July 29, 2013 feature
Model-independent measurement of dark matter mass could lead to future discoveries
The scientists, Bradley J. Kavanagh and Anne M. Green at the University of Notthingham, have published their paper on the model-independent measurement of dark matter mass in a recent issue of Physical Review Letters.
Although physicists don't know exactly what dark matter is, one promising candidate is weakly interacting massive particles (WIMPs). Scientists can detect WIMPs in the lab, both directly and indirectly through their annihilation products. In one type of direct detection experiment, scientists can measure the nuclear recoils produced by WIMPs when they interact with atomic nuclei, and this data can provide a way to measure the WIMP mass.
In order to extract the mass data, however, scientists must make assumptions about the velocity distribution of the dark matter particles within the Milky Way halo. This velocity distribution encodes the speeds of the dark matter particles and determines the recoil energies observed in experiments.
Usually, scientists use the simplest model of the Milky Way halo, called the standard halo model, to make assumptions about the velocity distribution. But as the physicists point out, some recent simulations suggest that this model is incorrect. For one thing, the standard halo model does not account for the effect of baryons, which is not fully understood. The differences can lead to uncertainties in the velocity distribution that cause significant bias in measurements of the WIMP mass. Although several different approaches have been proposed to account for this uncertainty, they all still have significant shortcomings, and some of them make other assumptions.
Here, the physicists have presented an approach that allows the WIMP mass to be measured without any prior assumptions, using only data that will be available soon from upcoming experiments. To demonstrate the approach, the physicists generated three mock data sets and used them to reconstruct the WIMP mass in different scenarios. They showed that, although the method does lead to an unavoidable uncertainty in the cross section (a factor that involves particle interaction), it can still accurately recover the WIMP mass.
"Prior to this work, it has been necessary to make at least some assumptions about the velocity distribution in order to extract information on the dark matter mass," Kavanagh told Phys.org. "However, with no way of knowing how accurate these assumptions are, we would have no way of knowing whether the dark matter mass we extract is correct. We have shown for the first time that in a variety of scenarios, we can analyze data without making such assumptions and therefore that the dark matter mass can be recovered reliably from direct detection experiments.

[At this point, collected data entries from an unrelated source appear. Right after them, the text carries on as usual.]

PR #6834, opened 2023-07-19
Logprob derivation for switch-encoding graphs

shreyas3156:
**What is this PR about?**
This draft PR consists of the headway made in inferring the log-probability of switch-encoding expressions for the following cases:

1) when both branches have an encoding constant,
```python
x = pt.random.normal(0.3)
y = pt.switch(x > 0.5, 1, 2)
```

2) when one of the two branches is measurable.
```python
x = pt.random.normal(0.3)
y = pt.switch(x > 0.5, 1, x)
```

The pending challenges with the second case above include the following:

1. Add calculation for the logprob when one of the branches is measurable,
2. Get the `pt.invert` to go through the IR rewrite and convert to its Measurable counterpart.

@ricardoV94 @larryshamalama

### DIFF
--- a/pymc/logprob/censoring.py
+++ b/pymc/logprob/censoring.py
@@ -248,11 +248,12 @@ class MeasurableSwitchEncoding(MeasurableElemwise):
     """A placeholder used to specify the log-likelihood for a encoded RV sub-graph."""
 
     valid_scalar_types = (Switch,)
-    # number of measurable branches to facilitate correct logprob calculation
-    measurable_branches = 0
 
-
-measurable_switch_encoding = MeasurableSwitchEncoding(scalar_switch)
+    def __init__(self, measurable_branches):
+        super().__init__(scalar_switch)
+        self.__props__ = super().__props__ + ("measurable_branches",)
+        self.measurable_branches = measurable_branches
+        # number of measurable branches to facilitate correct logprob calculation
 
 
 @node_rewriter(tracks=[switch])
@@ -285,6 +286,9 @@ def find_measurable_switch_encoding(
     [base_var] = rv_map_feature.request_measurable([switch_condn.owner.inputs[0]])
     if base_var.dtype.startswith("int"):
         return None
+
+    # default number of measurable branches is zero
+    measurable_switch_encoding = MeasurableSwitchEncoding(measurable_branches=0)
 
     # Maximum one branch allowed to be measurable
     if len(measurable_comp_list) > 1:
@@ -339,7 +343,7 @@ def switch_encoding_logprob(op, values, *inputs, **kwargs):
             ),
         )
     else:
-        base_var = components[1]  # there needs to be a better way to obtain the base variable.
+        base_var = components[1]
 
         logp_first_branch = _logprob_helper(switch_condn, pt.as_tensor(np.array(True)), **kwargs)
 
--- a/pymc/logprob/censoring.py
+++ b/pymc/logprob/censoring.py
@@ -279,6 +279,10 @@ def find_measurable_switch_encoding(
     if rv_map_feature.request_measurable([switch_condn]) != [switch_condn]:
         return None
 
+    [base_var] = rv_map_feature.request_measurable([switch_condn.owner.inputs[0]])
+    if base_var.dtype.startswith("int"):
+        return None
+
     # Maximum one branch allowed to be measurable
     if len(measurable_comp_list) > 1:
         return None
--- a/pymc/logprob/censoring.py
+++ b/pymc/logprob/censoring.py
@@ -265,37 +265,34 @@ def find_measurable_switch_encoding(
     switch_condn, *components = node.inputs
 
     # broadcasting of switch condition is not supported
-    if switch_condn.ndim != 0:
-        if any(switch_condn.type.broadcastable):
-            return None
+    if switch_condn.type.broadcastable != node.outputs[0].type.broadcastable:
+        return None
 
     if rv_map_feature.request_measurable([switch_condn]) != [switch_condn]:
         return None
-        # this automatically checks the measurability of the switch condition and converts switch to MeasurableSwitch
+    # this automatically checks the measurability of the switch condition and converts switch to MeasurableSwitch
 
-    measurable_comp_idx = next(
-        (
-            idx
-            for idx, component in enumerate(components)
-            if check_potential_measurability([component], valued_rvs)
-        ),
-        -1,
-    )
+    measurable_comp_list = [
+        idx
+        for idx, component in enumerate(components)
+        if check_potential_measurability([component], valued_rvs)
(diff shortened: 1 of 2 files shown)


pymc/logprob/censoring.py
```diff
@@ -237,3 +240,149 @@ def round_logprob(op, values, base_rv, **kwargs):
...
+        return None  # pragma: no cover
+
+    valued_rvs = rv_map_feature.rv_values.keys()
+
+    switch_condn, *components = node.inputs
+
+    # broadcasting of switch condition is not supported
+    if switch_condn.ndim != 0:
+        if any(switch_condn.type.broadcastable):
+            return None
```
ricardoV94: This check is faulty. To check for broadcasting you can do `switch_cond.type.broadcastable != node.outputs[0].type.broadcastable` instead

pymc/logprob/censoring.py
```diff
@@ -237,3 +240,149 @@ def round_logprob(op, values, base_rv, **kwargs):
...
+        # this automatically checks the measurability of the switch condition and converts switch to MeasurableSwitch
+
+    measurable_comp_idx = next(
+        (
+            idx
+            for idx, component in enumerate(components)
+            if check_potential_measurability([component], valued_rvs)
+        ),
+        -1,
+    )
```
ricardoV94: Not sure what's going on here, why not just a list comprehension?

pymc/logprob/censoring.py
```diff
@@ -237,3 +240,149 @@ def round_logprob(op, values, base_rv, **kwargs):
...
+
+    # If at least one of the branches is measurable
+    if measurable_comp_idx != -1:
+        measurable_component = components[measurable_comp_idx]
+
+        # broadcasting of the measurable component is not supported
+        if measurable_component.ndim != 0 and any(measurable_component.type.broadcastable):
+            return None
```
ricardoV94: Same as with the switch condition

pymc/logprob/censoring.py
```diff
@@ -237,3 +240,149 @@ def round_logprob(op, values, base_rv, **kwargs):
...
+
+        if not compare_measurability_source([switch_condn, measurable_component], valued_rvs):
+            return None
+
+        measurable_inputs = rv_map_feature.request_measurable(components)
+        # Maximum one branch allowed to be measurable
+        if len(measurable_inputs) > 1:
+            return None
```
ricardoV94: This has to be checked some other way than through `request_measurable`, as one input could become measurable before the other, and the check `>1` would not be triggered accidentally

pymc/logprob/censoring.py
```diff
@@ -237,3 +240,149 @@ def round_logprob(op, values, base_rv, **kwargs):
...
+
+        if measurable_comp_idx == 0:
+            # changing the first branch of switch to always be the encoding
+            encoded_rv = measurable_switch_encoding.make_node(
+                pt.invert(switch_condn), *components[::-1]
+            ).default_output()
+            # FIXME: For graphs like y = pt.switch(x > 0.5, x, 0.3), they should be rewritten
+            #  to pt.switch(x <= 0.5, 0.3, x).
+            #  But the invert Op does not get converted to its Measurable counterpart.
```
ricardoV94: You have to create a `MeasurableInvert` directly. Otherwise you never told PyMC that this new invert has to be measurable.

pymc/logprob/censoring.py
shreyas3156: Using `next()` would help find the first index for which the check_potential_measurability() function returns True with the default value of -1.

But a list comprehension does make more sense because we can then check for the number of measurable components without calling `request_measurable()` on them.

pymc/logprob/censoring.py
```diff
@@ -237,3 +241,147 @@ def round_logprob(op, values, base_rv, **kwargs):
...
+        idx
+        for idx, component in enumerate(components)
+        if check_potential_measurability([component], valued_rvs)
+    ]
+
+    # Maximum one branch allowed to be measurable
+    if len(measurable_comp_list) > 1:
+        return None
+
+    # If at least one of the branches is measurable
```
larryshamalama, line 297: Any chance that there can be no measurable branches following the previous checks? Then `len(measurable_comp_list) == 1` necessarily?

pymc/logprob/censoring.py
```diff
@@ -237,3 +241,147 @@ def round_logprob(op, values, base_rv, **kwargs):
...
+)
+
+
+def compare_measurability_source(
+    inputs: Tuple[TensorVariable], valued_rvs: Container[TensorVariable]
+) -> bool:
+    ancestor_var_set = set()
+
+    # retrieve the source of measurability for all elements in 'inputs' separately.
+    for inp in inputs:
```
larryshamalama, line 375: Nice that you figured out a solution here :)

pymc/logprob/censoring.py
```diff
@@ -237,3 +241,147 @@ def round_logprob(op, values, base_rv, **kwargs):
...
+                ancestor_var.owner
+                and isinstance(ancestor_var.owner.op, RandomVariable)
+                and ancestor_var not in valued_rvs
+            ):
+                ancestor_var_set.add(ancestor_var)
+
+    return len(ancestor_var_set) == 1
+
+
+def walk_model(
```
larryshamalama, line 391: Probably okay to have this here temporarily. We could modify the other `walk_model` in the codebase such that we can use it to find `RandomVariable`s like in your use case.

IIRC, we have already two `walk_model` functions... not sure why

larryshamalama (commented):
Great start @shreyas3156 :) Some minor comments for now as you continue to make progress. Keep up the good work!

pymc/logprob/censoring.py
```diff
@@ -247,6 +248,8 @@ class MeasurableSwitchEncoding(MeasurableElemwise):
     """A placeholder used to specify the log-likelihood for a encoded RV sub-graph."""
 
     valid_scalar_types = (Switch,)
+    # number of measurable branches to facilitate correct logprob calculation
+    measurable_branches = 0
```
ricardoV94: This should be a property added during `__init__`. You must also add it as `__props__` so that PyTensor doesn't consider two Ops with the same inputs but different measurable_branches equivalent and tries to merge them.

Something like `self.__props__ = super().__props__ + ("measurable_branches",)`

ricardoV94:
Hey @shreyas3156 what's the status of the PR? Ready for review? There's some conflicts with main

shreyas3156:
> Hey @shreyas3156 what's the status of the PR? Ready for review? There's some conflicts with main

This was the first draft PR which was supposed to be a draft for the main [PR #6949 ](https://github.com/pymc-devs/pymc/pull/6949), which is ready for review. We can close this one.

As the physicists explain, this ability to measure the WIMP mass without making assumptions of the velocity distribution will be very useful when analyzing data from many other dark matter experiments.
"Dark matter cannot be accounted for by any of the known particles in the Standard Model of particle physics," Kavanagh said. "This means that dark matter must be in the form of a new species of particle, governed by new physics beyond the Standard Model. Knowing the dark matter particle's mass can give us an insight into this new physics, for example allowing us to rule out theories which do not predict the correct value.
"At present, no confirmed dark matter signal has been observed in any direct detection experiments. This allows us to place bounds on how weakly dark matter particles interact with ordinary nuclei. However, with larger detectors and longer exposure times, we can probe weaker and weaker interactions and it is hoped that a signal will be observed sometime in the near future at current and upcoming detectors. Once this happens, our method will allow us to combine data from several direct detection experiments in order to reliably extract both the dark matter mass and velocity distribution."
In the future, the physicists plan to further text and extend their method, and are hoping to see a dark matter signal in the near future.
"We are currently working on testing the method using even more mock data sets, representing a wider variety of underlying velocity distributions and WIMP masses," Kavanagh said. "We also hope to extend the method to the analysis of directional data. Directional detectors measure both the energy and direction of nuclear recoils and therefore allow us to probe the full three-dimensional velocity distribution, rather than the one-dimensional speed distribution. This in turn will allow us to probe the dynamics of the Milky Way halo using directional experiments.
"Unfortunately, we do not know how strongly (or weakly) dark matter interacts with ordinary nuclei, so we do not know when a WIMP signal will be observed. With the advent of ton-scale detectors in the next few years, we should be able to test dark matter interactions 100 times weaker that what can currently be probed. If we're lucky, this means we could see a dark matter signal within the next few years."